**TASK:** From the records below, extract only the lines running from the line with "- Launch Red through the Run & Debug menu" to the line with "- This step", both lines included, reproducing them exactly.

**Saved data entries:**
= = = = =

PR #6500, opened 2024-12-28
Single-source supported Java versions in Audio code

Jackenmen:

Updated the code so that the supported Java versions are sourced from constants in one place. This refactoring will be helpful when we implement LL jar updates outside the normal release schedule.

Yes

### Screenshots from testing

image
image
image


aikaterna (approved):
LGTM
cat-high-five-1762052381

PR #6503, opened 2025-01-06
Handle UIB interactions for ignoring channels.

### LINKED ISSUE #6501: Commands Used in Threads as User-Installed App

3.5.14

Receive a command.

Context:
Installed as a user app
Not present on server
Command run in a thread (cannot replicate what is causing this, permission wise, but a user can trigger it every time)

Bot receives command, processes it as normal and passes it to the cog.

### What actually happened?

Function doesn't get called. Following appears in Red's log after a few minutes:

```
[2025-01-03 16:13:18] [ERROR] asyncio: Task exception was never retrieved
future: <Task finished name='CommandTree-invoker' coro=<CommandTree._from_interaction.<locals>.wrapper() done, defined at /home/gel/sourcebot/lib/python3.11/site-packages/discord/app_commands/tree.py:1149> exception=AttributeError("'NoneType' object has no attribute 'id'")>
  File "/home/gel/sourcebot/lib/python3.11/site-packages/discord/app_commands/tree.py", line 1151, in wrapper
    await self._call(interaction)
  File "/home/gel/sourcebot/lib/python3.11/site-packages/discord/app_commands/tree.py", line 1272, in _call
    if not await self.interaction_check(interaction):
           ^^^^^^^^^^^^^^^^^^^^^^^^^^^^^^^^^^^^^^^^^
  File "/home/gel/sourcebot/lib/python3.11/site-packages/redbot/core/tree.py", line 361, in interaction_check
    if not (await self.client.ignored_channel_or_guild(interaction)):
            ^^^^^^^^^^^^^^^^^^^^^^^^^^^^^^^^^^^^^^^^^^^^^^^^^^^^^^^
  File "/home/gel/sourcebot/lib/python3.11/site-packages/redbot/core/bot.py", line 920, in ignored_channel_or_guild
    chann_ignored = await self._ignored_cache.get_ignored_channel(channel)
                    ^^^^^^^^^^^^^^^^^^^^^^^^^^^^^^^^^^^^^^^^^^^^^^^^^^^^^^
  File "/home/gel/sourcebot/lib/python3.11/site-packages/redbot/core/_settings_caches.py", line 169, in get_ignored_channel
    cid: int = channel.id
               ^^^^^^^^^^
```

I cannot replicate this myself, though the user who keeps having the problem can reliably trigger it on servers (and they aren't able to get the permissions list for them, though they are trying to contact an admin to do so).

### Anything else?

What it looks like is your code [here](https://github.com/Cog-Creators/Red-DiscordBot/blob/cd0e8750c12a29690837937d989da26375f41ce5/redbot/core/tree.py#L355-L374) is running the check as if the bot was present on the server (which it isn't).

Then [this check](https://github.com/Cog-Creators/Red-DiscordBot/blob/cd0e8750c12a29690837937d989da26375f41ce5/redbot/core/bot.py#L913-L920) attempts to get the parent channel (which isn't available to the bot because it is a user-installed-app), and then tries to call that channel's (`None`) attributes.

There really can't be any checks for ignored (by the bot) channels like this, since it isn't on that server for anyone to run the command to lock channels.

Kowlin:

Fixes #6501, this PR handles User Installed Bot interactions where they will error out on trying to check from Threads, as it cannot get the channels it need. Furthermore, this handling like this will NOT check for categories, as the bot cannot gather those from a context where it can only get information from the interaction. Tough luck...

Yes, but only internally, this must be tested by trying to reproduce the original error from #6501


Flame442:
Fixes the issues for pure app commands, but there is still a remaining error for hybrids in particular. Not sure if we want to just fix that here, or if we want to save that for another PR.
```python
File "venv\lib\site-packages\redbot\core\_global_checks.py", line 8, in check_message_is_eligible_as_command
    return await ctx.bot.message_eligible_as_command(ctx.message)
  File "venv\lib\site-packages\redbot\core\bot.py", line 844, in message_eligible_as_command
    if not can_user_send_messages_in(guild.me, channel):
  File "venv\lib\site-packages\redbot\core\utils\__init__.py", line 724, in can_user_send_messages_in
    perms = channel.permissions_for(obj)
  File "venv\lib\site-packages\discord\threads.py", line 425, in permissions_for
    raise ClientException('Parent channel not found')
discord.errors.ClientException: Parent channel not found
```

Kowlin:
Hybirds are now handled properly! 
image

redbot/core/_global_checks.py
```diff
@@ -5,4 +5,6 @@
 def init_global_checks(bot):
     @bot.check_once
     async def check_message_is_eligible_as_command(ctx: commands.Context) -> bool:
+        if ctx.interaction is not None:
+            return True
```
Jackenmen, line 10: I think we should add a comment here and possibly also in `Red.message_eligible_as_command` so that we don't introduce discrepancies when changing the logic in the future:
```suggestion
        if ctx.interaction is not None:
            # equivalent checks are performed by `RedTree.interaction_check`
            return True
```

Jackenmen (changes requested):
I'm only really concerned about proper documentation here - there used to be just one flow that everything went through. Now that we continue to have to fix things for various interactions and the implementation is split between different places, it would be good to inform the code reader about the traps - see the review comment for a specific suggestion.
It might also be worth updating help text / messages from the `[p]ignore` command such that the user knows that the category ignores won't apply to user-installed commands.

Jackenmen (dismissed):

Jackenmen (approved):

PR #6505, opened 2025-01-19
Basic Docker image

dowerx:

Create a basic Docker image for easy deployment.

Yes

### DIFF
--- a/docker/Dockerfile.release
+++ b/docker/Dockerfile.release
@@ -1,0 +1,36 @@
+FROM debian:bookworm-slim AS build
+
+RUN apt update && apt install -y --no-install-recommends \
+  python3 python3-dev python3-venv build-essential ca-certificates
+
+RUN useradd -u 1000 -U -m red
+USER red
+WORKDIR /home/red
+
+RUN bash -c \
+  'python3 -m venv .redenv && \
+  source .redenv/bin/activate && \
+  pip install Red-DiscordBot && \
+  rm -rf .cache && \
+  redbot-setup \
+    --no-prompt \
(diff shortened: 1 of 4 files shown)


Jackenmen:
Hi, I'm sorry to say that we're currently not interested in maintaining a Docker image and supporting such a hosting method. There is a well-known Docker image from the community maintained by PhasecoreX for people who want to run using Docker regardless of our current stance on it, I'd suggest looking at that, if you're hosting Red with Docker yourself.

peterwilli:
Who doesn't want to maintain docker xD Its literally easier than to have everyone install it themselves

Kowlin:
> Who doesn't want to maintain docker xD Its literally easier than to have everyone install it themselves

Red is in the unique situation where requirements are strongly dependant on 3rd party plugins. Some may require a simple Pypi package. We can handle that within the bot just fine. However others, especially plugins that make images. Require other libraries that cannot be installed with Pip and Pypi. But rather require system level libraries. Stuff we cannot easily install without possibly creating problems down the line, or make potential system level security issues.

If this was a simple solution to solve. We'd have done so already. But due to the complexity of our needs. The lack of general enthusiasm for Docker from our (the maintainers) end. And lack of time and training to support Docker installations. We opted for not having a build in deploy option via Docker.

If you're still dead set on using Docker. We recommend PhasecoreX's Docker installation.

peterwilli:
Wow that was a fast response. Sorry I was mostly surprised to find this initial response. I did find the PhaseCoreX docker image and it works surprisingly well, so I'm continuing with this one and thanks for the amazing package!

= = = = =

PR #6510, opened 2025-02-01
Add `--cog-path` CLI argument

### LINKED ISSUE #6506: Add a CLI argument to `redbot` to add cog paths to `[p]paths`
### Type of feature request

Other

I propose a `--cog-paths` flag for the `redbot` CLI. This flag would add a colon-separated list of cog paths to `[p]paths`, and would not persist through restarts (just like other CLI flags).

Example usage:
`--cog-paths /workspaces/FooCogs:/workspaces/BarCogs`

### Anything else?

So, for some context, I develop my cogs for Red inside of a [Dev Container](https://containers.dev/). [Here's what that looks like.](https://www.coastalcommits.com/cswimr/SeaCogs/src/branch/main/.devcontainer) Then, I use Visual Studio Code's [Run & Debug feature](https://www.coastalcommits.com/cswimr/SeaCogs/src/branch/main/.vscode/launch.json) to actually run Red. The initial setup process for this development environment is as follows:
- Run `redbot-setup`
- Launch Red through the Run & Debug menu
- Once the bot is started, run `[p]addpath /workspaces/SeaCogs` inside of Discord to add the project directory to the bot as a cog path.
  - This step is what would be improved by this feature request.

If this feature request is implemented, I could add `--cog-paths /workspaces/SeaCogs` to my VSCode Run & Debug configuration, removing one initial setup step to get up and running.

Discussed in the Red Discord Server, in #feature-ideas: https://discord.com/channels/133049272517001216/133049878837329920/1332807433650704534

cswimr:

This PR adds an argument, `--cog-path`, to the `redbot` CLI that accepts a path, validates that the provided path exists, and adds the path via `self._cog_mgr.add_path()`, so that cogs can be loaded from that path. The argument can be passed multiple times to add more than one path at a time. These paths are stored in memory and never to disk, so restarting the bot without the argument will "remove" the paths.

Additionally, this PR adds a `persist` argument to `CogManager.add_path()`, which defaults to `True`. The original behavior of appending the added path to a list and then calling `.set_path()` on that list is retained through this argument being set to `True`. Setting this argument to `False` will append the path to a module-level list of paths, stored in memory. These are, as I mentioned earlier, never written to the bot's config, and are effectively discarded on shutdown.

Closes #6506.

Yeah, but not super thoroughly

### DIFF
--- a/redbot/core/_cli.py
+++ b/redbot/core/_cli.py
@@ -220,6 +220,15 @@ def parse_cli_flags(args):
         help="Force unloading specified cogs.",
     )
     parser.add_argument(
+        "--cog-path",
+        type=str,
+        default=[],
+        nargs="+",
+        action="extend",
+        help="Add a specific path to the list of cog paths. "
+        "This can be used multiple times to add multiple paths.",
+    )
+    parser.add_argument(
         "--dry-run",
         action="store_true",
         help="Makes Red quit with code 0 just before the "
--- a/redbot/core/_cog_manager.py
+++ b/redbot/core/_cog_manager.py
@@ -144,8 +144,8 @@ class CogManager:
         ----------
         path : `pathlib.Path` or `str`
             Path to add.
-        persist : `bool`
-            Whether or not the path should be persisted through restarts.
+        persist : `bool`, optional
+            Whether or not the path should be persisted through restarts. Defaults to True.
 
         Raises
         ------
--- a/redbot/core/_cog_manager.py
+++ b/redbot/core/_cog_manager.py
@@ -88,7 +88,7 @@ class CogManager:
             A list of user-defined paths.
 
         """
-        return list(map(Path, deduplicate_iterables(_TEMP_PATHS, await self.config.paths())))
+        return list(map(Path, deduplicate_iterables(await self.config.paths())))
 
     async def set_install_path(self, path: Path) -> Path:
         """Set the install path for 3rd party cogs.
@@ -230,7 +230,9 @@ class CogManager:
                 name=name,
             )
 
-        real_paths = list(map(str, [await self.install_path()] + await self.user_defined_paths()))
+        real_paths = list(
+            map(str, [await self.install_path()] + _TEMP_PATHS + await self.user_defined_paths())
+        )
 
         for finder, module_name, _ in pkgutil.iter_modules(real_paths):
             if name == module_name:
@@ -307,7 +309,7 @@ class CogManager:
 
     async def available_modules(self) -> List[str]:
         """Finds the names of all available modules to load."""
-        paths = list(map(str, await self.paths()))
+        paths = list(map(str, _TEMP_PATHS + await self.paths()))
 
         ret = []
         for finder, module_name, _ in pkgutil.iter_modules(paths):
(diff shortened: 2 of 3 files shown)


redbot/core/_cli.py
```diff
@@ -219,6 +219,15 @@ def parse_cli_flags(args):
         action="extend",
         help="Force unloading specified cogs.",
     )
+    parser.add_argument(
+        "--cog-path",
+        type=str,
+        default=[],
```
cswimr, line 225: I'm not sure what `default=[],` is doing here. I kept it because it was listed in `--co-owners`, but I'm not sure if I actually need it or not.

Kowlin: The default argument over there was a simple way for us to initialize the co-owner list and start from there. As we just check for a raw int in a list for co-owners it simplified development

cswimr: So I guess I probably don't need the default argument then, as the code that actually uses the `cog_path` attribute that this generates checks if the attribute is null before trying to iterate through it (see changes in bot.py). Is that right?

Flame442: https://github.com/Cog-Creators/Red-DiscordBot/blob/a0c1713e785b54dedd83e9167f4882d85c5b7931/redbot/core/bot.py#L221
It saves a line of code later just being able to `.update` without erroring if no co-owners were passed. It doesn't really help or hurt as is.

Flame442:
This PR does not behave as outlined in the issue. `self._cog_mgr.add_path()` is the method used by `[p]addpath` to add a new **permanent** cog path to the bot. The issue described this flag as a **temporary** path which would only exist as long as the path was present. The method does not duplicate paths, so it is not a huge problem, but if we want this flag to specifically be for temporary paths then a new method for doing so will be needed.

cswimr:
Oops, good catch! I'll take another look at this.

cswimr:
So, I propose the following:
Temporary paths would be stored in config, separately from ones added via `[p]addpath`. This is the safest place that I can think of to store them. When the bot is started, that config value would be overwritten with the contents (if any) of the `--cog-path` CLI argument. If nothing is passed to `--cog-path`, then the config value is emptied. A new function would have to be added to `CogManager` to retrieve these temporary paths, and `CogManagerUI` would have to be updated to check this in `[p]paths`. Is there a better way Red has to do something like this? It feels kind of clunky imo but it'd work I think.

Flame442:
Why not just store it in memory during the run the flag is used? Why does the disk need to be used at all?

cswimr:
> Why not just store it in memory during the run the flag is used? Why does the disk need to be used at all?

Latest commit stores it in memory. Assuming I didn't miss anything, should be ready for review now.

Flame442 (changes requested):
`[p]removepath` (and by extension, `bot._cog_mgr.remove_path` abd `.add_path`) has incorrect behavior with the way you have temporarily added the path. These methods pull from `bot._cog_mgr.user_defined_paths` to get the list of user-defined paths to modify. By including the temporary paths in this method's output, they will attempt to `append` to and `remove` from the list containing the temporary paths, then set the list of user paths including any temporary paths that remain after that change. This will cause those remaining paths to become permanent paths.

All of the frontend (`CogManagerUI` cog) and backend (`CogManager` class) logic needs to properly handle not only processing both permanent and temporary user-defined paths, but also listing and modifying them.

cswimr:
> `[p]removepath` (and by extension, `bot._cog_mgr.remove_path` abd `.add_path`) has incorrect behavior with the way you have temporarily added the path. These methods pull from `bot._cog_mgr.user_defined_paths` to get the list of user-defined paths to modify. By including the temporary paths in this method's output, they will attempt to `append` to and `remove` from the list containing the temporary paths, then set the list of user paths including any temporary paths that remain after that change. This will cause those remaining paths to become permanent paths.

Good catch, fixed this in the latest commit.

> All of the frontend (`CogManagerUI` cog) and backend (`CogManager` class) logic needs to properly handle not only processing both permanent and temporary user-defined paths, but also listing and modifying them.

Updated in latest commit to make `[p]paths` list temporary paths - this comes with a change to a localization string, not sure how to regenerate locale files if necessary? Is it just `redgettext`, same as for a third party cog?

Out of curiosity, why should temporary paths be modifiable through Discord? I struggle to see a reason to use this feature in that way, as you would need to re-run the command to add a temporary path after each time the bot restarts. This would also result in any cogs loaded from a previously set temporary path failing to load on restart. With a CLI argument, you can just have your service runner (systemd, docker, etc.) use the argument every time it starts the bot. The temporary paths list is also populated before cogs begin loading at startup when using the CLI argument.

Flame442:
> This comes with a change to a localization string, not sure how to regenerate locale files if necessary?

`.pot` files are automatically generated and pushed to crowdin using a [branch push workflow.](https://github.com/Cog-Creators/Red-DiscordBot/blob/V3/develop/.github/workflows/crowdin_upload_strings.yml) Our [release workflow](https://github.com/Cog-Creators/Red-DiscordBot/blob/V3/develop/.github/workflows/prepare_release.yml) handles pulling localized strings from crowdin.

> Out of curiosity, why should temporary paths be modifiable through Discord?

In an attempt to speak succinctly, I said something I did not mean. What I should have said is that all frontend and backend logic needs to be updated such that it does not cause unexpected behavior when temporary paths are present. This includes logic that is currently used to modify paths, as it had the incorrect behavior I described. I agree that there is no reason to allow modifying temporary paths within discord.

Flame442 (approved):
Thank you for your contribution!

= = = = =

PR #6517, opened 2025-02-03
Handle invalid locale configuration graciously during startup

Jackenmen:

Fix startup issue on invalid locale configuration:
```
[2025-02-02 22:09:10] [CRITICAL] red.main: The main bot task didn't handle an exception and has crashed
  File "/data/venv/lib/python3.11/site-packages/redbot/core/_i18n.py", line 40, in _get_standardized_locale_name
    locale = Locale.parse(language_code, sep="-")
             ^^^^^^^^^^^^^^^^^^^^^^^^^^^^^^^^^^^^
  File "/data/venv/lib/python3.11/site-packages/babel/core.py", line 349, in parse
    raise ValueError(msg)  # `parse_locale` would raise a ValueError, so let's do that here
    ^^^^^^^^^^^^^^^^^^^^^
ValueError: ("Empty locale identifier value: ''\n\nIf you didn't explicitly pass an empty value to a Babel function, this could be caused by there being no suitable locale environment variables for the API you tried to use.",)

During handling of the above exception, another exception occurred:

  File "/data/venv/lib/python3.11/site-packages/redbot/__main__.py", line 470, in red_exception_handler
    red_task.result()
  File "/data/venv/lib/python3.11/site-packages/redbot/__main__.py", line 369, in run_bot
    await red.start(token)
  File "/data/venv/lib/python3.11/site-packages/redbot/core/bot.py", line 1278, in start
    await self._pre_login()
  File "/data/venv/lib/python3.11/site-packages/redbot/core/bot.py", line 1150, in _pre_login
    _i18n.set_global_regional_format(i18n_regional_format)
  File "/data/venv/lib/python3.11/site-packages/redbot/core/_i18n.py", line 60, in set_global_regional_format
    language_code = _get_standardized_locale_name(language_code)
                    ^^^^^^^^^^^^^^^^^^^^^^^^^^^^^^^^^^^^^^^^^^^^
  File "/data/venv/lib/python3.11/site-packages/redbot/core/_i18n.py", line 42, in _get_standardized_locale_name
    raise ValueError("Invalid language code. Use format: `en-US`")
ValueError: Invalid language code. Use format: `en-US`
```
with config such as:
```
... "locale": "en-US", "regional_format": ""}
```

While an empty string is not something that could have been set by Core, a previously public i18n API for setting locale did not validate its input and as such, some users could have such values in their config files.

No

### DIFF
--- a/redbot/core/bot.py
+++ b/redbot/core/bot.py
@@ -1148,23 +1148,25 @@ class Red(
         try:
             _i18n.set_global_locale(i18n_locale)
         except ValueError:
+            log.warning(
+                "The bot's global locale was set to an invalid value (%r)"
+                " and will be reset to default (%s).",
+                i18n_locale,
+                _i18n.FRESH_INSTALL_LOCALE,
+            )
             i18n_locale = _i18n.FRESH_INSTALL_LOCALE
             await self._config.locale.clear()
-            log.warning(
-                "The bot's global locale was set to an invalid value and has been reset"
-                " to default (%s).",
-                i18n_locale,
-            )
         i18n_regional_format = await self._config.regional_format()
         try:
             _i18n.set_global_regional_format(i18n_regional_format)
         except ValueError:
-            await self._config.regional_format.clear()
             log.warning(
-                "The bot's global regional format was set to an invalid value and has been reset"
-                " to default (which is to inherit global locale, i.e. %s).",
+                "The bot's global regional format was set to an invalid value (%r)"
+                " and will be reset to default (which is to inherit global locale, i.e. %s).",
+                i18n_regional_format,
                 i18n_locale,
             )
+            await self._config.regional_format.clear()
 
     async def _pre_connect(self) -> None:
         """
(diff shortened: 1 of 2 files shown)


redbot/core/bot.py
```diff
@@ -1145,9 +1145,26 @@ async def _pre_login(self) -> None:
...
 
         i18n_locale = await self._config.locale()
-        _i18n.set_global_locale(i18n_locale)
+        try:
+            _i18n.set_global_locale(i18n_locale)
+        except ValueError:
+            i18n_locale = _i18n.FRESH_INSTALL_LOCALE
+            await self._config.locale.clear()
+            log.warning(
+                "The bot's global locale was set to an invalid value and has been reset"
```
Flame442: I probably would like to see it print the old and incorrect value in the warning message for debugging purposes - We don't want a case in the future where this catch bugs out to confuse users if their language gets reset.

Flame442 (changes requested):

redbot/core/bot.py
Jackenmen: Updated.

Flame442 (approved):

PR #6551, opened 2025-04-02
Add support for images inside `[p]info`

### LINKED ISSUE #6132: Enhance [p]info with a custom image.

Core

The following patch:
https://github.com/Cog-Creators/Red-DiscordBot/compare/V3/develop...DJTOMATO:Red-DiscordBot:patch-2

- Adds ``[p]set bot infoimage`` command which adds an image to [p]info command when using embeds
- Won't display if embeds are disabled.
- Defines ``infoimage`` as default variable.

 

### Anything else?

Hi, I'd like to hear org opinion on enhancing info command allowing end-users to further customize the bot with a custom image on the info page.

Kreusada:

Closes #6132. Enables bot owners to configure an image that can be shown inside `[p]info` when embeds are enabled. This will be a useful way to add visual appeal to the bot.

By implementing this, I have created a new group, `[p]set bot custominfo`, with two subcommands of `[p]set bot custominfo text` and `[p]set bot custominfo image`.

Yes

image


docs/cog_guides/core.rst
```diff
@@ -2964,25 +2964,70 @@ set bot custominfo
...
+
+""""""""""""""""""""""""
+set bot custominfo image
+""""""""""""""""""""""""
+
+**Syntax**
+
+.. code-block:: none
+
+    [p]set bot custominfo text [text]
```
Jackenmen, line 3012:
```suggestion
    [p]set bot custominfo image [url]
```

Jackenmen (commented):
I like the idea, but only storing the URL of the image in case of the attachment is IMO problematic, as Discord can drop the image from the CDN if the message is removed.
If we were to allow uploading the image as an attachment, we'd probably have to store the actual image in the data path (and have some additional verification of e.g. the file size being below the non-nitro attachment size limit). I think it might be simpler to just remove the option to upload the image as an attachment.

= = = = =

**SOLVED EXERCISE:**
- Launch Red through the Run & Debug menu
- Once the bot is started, run `[p]addpath /workspaces/SeaCogs` inside of Discord to add the project directory to the bot as a cog path.
  - This step is what would be improved by this feature request.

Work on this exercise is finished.